-- AVAILABLE DATA follows --
PR #1407, opened 2021-10-04
digest: Remove public fields

briansmith:


briansmith:
@complexspaces PTAL.

complexspaces (dismissed):

src/digest.rs
```diff
@@ -306,6 +295,29 @@ impl Eq for Algorithm {}
...
+    /// The size of the chaining value of the digest function, in bytes.
+    ///
+    /// For non-truncated algorithms (SHA-1, SHA-256, SHA-512), this is equal
+    /// to [`Self::output_len()`]. For truncated algorithms (e.g. SHA-384,
+    /// SHA-512/256), this is equal to the length before truncation. This is
+    /// mostly helpful for determining the size of an HMAC key that is
+    /// appropriate for the digest algorithm.
+    pub fn chaining_len(&self) -> usize {
+        self.chaining_len
+    }
```
briansmith, line 313: I noticed when writing this PR that `chaining_len` was and is untested. Since that isn't new in this PR, I'm going to defer it for later.

src/hkdf.rs
```diff
@@ -47,7 +47,7 @@ pub static HKDF_SHA512: Algorithm = Algorithm(hmac::HMAC_SHA512);
 
 impl KeyType for Algorithm {
     fn len(&self) -> usize {
-        self.0.digest_algorithm().output_len
+        self.0.digest_algorithm().output_len()
```
briansmith, line 50: Ditto: We should test that one can derive a `Salt` using HKDF.

src/hmac.rs
```diff
@@ -256,7 +258,7 @@ impl Key {
 
 impl hkdf::KeyType for Algorithm {
     fn len(&self) -> usize {
-        self.digest_algorithm().output_len
+        self.digest_algorithm().output_len()
```
briansmith, line 261: Ditto for HMAC.

PR #1408, opened 2021-10-04
signature: Fix doc test when `--feature=std` is used.

briansmith:


briansmith:
@complexspaces PTAL. This fixes breakage from #1405.

complexspaces (approved):

PR #1410, opened 2021-10-05
RSA: Refactor `rsa::KeyPair::sign()` in preparation for adding RSA encryption

briansmith:
Refactor the implementation of `rsa::KeyPair::sign()` so that the arithmetic can be reused for RSA encryption. Clarify the implementation design decisions.

Also clarify the API, especially w.r.t. failure conditions.

### DIFF
--- a/src/rsa/keypair.rs
+++ b/src/rsa/keypair.rs
@@ -569,13 +569,37 @@ impl KeyPair {
         msg: &[u8],
         signature: &mut [u8],
     ) -> Result<(), error::Unspecified> {
-        let mod_bits = self.public.n().len_bits();
-        if signature.len() != mod_bits.as_usize_bytes_rounded_up() {
+        if signature.len() != self.public().modulus_len() {
             return Err(error::Unspecified);
         }
 
         let m_hash = digest::digest(padding_alg.digest_alg(), msg);
-        padding_alg.encode(m_hash, signature, mod_bits, rng)?;
+
+        // Use the output buffer as the scratch space for the signature to
+        // reduce the required stack space.
+        padding_alg.encode(m_hash, signature, self.public().n().len_bits(), rng)?;
+
+        // RFC 8017 Section 5.1.2: RSADP, using the Chinese Remainder Theorem
+        // with Garner's algorithm.
+
+        // Steps 1 and 2.
+        let m = self.private_exponentiate(signature)?;
+
+        // Step 3.
+        m.fill_be_bytes(signature);
+
+        Ok(())
+    }
+
+    /// Returns base**d (mod n).
+    ///
+    /// This does not return or write any intermediate results into any buffers
+    /// that are provided by the caller so that no intermediate state will be
+    /// leaked that would endanger the private key.
+    ///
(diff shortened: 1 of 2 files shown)


src/rsa/keypair.rs
```diff
@@ -563,21 +569,48 @@ impl KeyPair {
...
+        // reduce the required stack space.
+        padding_alg.encode(m_hash, signature, self.public().n().len_bits(), rng)?;
+
+        // RFC 8017 Section 5.1.2: RSADP, using the Chinese Remainder Theorem
+        // with Garner's algorithm.
+
+        // Steps 1 and 2.
+        let m = self.private_exponentiate(signature)?;
+
+        // Step 3.
```
complexspaces, line 588: Should this still keep the reference to "Manger's Attack revisited"?

tests/rsa_tests.rs
```diff
@@ -142,24 +142,19 @@ fn test_signature_rsa_pkcs1_sign_output_buffer_len() {
...
-    assert!(key_pair
-        .sign(&signature::RSA_PKCS1_SHA256, &rng, MESSAGE, &mut signature)
-        .is_ok());
-
-    // The output buffer is one byte too long.
-    signature.push(0);
-    assert!(key_pair
-        .sign(&signature::RSA_PKCS1_SHA256, &rng, MESSAGE, &mut signature)
-        .is_err());
+    // Wen the output buffer is not exactly the right length, `sign()` returns
```
complexspaces, line 145: Typo: 
```suggestion
    // When the output buffer is not exactly the right length, `sign()` returns
```

tests/rsa_tests.rs
```diff
@@ -142,24 +142,19 @@ fn test_signature_rsa_pkcs1_sign_output_buffer_len() {
...
+    // an error (and does not panic or invoke UB). if `sign` doesn't check that
```
complexspaces, line 146: Based on this comment, shouldn't there be some tests checking the error conditions like before?

briansmith: Sorry, I don't understand what you mean. Note that the test is testing that the condition "the buffer is the right length" is equal to (`assert_eq!`) the condition "the result is Ok(_).".

src/rsa/keypair.rs
briansmith: I mentioned why I removed the reference in the third commit message.

tests/rsa_tests.rs
briansmith: Thanks. I fixed it and pushed a new version of this set of commits.

src/rsa/keypair.rs
complexspaces: Ah ok, thank you for the clarification.

tests/rsa_tests.rs
complexspaces: Oh, this is my bad. I re-read the test and noticed that the left-hand side of the `assert_eq!()` is dependent on `len`'s value. I missed that on my first read-through and combined with the comment, was tripped up.

complexspaces (approved):

briansmith:
I had to re-push this because rustfmt.

PR #1412, opened 2021-10-06
RSA internals: Split `rsa::padding` into submodules

briansmith:
Prepare for adding OAEP by organizing the submodule in a way that separates what's shared from what's not shared.


briansmith:
This should help with the review:
* `git diff main:src/rsa/padding.rs src/rsa/padding/pkcs1.rs`
* `git diff main:src/rsa/padding.rs src/rsa/padding/pss.rs`

PR #1423, opened 2021-11-12
fix dead link for AEAD

name1e5s:
The [original link to AEAD Paper](http://www-cse.ucsd.edu/~mihir/papers/oem.html) is dead.
According to https://cseweb.ucsd.edu//~mihir/pubs.html we can find the new link is [here](https://eprint.iacr.org/2000/025.pdf).

### DIFF
--- a/src/aead.rs
+++ b/src/aead.rs
@@ -18,7 +18,7 @@
 //! generic composition paradigm][AEAD] for an introduction to the concept of
 //! AEADs.
 //!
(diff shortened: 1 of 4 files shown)


ShadowJonathan:
Thanks, i was wondering why the link wasn't working.

briansmith (approved):

briansmith:
Thank you!

PR #8, opened 2017-03-08
Npm fix

### LINKED ISSUE #1: NPM package does not include build files
This package is exactly what I was looking for! Apologies that I'm about to file a handful of little issues.

If I `npm install` this package, I only get the typescript files. Not sure what your process is for releasing, for some reason the `build` directory is not included in the NPM package. Node complains of not finding `docx`

felipeochoa:
I think this resolves #1. If you're OK with it, I'll also rename the build directory to lib before merging.


dolanmiu:
make `prepublish` into `postinstall`

What prepublish was for transpiling the project, so people using JS can use it. `postinstall` perhaps makes more sense

felipeochoa:
Yeah though on second thought it's probably better to leave ts be so that the file histories are preserved. 
I think it makes sense to keep the `prepublish` script, since you want to transpile before publishing the package. That way users don't need to have typescript to install `docx`.

dolanmiu:
Seems like git preserves changes with the `--follow` argument:

http://thisbythem.com/blog/preserving-history-when-renaming-files-in-git/

Yes, you are right

just read the npm docs, it states that `devDependencies` are not installed by default (`typescript` is a dev dependency), so users cant `postinstall` to build the library

dolanmiu:
is there anything else which needs editing/adding. everything looks good to me

felipeochoa:
Hmm, interesting, did not know that was possible! Everything is good from my end, though I have not renamed anything. I can also give it a patch version bump so that you can push to NPM and see if the build dir is now included.

dolanmiu:
sure, if you bump it, ill publish tonight

if not, ill bump it tonight

PR #11, opened 2017-03-08
Fonts cleanup

felipeochoa:
Here's a smaller one for you:

* Moved run-fonts out of numbering and into docx/run
* linter warnings, linter warnings...
* Added `#font()` method to `Run`

The only really new thing is that now you can do:

```js
const run = new docx.TextRun().font('Times');
```


dolanmiu:
thanks! Why is Times New Roman 'Times'?

felipeochoa:
It's not. https://discussions.apple.com/thread/2169363?start=0&tstart=0
I picked 'Times' because it was shorter to type :smile:

dolanmiu:
wow I never knew this, thanks

PR #14, opened 2017-03-09
Clean up xml formatting (clearVariables)

felipeochoa:
Contrary to what I had written in the issue tracker, I did not have to implement the xml component classes as generics. As per your suggestion, I put the conversion methods on the classes themselves, named `#toXml`. I think they're quite short and understandable, but wait until you see what the formatter looks like now :smile:.

As with all the other changes, I have this running on my testing app, and I'm happy to say I can now re-use styles and numbering across document renders!


dolanmiu:
i am a little scared of the `clearVariables` removal, but `toXml` looks like more sense 😀

dolanmiu:
I am a little confused actually. I am using the popular package `xml` to convert the JSON to xml:

https://www.npmjs.com/package/xml

So why does .toXml() need to exist?

felipeochoa:
Yeah I think that's right. Submitting a PR with the changes, and addressing your comments about using `ret` as a variable name :blush:

PR #16, opened 2017-03-10
Cleanup

felipeochoa:
There are a few things in here; not controversial I hope!

* rename `toXml` to `prepForXml`
* removing the `console.log` statements: I think these were debugging aids from a long time ago. What I've seen libraries use in production is [`debug`](https://www.npmjs.com/package/debug), which lets you turn logging on and off by setting `DEBUG=docx:*` or `DEBUG=` in your environment
* set the compiler to use the `--strictNullChecks` option. There's a comment in felipeochoa/cleanup@3a6cf81 with more detail, but the gist it that it makes the compiler stricter


dolanmiu:
i added unused variable checking in tslint, to help with `clean up unused imports and a linter warning`

PR #17, opened 2017-03-10
More cleanup

felipeochoa:
This is a slightly bigger PR, only because I modified `XmlAttributeComponent`, which naturally touched a lot of files. The changes here are all cleanup, though:

* Not sure why, but `npm` and `install` were included as dependencies, which made fresh installs take forever. As they're not needed, I removed them
* With the latest refactoring, `lodash` is no longer needed (!!) so took that off as well. Hopefully this also fixes the "dependencies out of date" badge
* The `XmlAttributeComponent` adds significant type safety and makes subclasses a bit more DRY. More details in the comment for felipeochoa/docx@62911d6
* There were a couple of ergonomic improvements I made to the api:
    - The three packers (local, express, abstract) are now exported on the top-level `docx` object. Before, applications had to import them from `docx/build/export` which was a little clunky
    - I added a `document#createParagraph` method and also `paragraph#createTextRun` methods. Compare the before and after use of the api:
       ```js
       // before
       doc.addParagraph(new docx.Paragraph('Test heading1, bold and italicized')
                            .heading1());
       doc.addParagraph(new docx.Paragraph()
                        .addText(new docx.TextRun('Some monospaced content')
                                 .font('Monospace')));

       // after
       doc.createParagraph('Test heading1, bold and italicized')
           .heading1();
       doc.createParagraph()
           .createText('Some monospaced content')
           .font('Monospace');
       ```


dolanmiu:
Is it possible to use createParagraph() and new Paragrah?

Personally I like new Paragraph("text here"), but it's good to have options between the two

dolanmiu:
I'm guessing the next version bump will be a major bump 2.x.x as there's a lot of API changes 😄

dolanmiu:
In the old version of this project:

https://github.com/dolanmiu/Office-Clippy

It uses .createParagraph() but on larger documents it got so ugly 😂

But that's just me; maybe it would be suitable and preferred for other people.

But we should keep new Paragraph() as an option too

felipeochoa:
Yeah both options are still there! I just find `.createParagraph` lends itself better to chaining!

Re: API -- everything has been backwards compatible, so I don't think it's necessary to bump. Maybe 1.1.x? But I'd keep the 1 since we're still backwards compatible

dolanmiu:
Oh sorry yes, I thought you changed the name or TextRun class

felipeochoa:
Also, I don't want to push yet because it touches a lot of files, but I just cleaned up all the unused imports warnings from the linter

PR #21, opened 2017-03-11
Tables!

felipeochoa:
I think the table implementation is at a point where it can be merged. There are tests for everything, the api is nice to use, and most importantly, the output works correctly for the few cases I've tried. The implementation follows the spec, but there are possibly some quirks not captured by it (e.g., there was an issue where if tables don't specify column widths, LibreOffice won't render them as tables [already fixed]). Here's how you would use it:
-- AVAILABLE DATA concluded --
● **YOUR GOAL**: State how many lines in the records above contain the word "people". Write the number alone.

● **EXPECTED ANSWER**: 2